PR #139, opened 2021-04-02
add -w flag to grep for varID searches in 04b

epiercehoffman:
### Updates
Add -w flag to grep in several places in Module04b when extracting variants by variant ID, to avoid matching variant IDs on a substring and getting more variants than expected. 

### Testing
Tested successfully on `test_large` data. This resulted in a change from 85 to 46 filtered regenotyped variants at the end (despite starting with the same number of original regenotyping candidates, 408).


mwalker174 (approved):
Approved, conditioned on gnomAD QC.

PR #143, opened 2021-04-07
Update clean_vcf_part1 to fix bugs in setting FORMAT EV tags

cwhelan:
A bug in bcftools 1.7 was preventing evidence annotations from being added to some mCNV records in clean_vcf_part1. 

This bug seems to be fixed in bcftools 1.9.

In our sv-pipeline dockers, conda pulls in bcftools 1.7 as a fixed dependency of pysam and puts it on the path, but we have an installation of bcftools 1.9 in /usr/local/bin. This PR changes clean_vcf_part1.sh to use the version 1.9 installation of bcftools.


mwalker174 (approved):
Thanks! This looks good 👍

┄┄┄┄┄┄

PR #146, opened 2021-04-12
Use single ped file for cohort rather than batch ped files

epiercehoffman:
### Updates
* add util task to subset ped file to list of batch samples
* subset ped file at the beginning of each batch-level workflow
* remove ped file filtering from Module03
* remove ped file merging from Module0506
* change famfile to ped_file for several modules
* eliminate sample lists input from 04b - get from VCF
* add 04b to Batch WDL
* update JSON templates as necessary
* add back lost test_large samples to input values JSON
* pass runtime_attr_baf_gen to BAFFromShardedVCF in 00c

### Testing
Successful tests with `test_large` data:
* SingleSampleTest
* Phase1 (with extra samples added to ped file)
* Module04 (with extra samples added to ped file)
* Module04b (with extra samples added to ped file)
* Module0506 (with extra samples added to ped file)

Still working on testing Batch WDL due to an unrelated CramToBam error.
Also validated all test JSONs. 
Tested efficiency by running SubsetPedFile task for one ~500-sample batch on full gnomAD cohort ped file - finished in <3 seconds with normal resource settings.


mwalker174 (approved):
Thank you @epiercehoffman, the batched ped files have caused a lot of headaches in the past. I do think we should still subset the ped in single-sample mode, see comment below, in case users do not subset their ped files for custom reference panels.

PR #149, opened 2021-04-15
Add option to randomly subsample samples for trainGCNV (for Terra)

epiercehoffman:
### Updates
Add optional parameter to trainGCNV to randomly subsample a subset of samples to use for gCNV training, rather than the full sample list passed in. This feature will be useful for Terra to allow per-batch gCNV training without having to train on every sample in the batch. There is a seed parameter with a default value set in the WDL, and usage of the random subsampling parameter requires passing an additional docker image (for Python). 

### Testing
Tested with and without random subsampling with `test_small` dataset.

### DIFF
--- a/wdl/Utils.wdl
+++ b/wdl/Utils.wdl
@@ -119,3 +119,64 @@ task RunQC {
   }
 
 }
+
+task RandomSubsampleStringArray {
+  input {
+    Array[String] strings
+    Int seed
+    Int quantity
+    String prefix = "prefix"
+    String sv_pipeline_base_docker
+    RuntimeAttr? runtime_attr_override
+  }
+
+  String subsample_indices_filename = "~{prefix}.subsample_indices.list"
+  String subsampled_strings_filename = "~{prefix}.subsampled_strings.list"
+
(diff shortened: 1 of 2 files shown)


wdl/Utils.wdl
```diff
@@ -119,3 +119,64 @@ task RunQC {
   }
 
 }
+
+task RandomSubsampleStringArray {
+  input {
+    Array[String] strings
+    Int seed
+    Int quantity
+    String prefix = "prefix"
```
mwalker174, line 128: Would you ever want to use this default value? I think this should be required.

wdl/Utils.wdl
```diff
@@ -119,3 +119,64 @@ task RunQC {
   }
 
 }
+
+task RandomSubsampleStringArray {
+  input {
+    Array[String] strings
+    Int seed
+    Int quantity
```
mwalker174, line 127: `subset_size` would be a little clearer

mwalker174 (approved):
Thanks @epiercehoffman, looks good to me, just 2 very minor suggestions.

┄┄┄┄┄┄

# [To do]
Which of the lines above hold the string "trainGCNV"? Pick each of them out.

# [Answer to this exercise]
Add option to randomly subsample samples for trainGCNV (for Terra)
Add optional parameter to trainGCNV to randomly subsample a subset of samples to use for gCNV training, rather than the full sample list passed in. This feature will be useful for Terra to allow per-batch gCNV training without having to train on every sample in the batch. There is a seed parameter with a default value set in the WDL, and usage of the random subsampling parameter requires passing an additional docker image (for Python). 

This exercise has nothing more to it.